» Exercise directions
In how many lines of the data below does the word "java" appear? Reply with the number and nothing more.

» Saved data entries
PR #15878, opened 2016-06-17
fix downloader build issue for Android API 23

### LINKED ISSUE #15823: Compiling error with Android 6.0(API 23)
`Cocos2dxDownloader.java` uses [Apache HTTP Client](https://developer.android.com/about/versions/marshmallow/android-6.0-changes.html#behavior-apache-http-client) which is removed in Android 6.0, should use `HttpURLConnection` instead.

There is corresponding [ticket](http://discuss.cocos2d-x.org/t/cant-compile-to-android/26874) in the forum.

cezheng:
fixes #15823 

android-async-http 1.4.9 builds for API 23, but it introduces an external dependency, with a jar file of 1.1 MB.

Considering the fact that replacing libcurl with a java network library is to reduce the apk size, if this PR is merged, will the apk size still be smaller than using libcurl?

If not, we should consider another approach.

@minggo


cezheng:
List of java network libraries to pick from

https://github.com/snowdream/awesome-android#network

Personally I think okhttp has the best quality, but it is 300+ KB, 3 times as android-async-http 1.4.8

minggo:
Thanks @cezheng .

» Expected output
3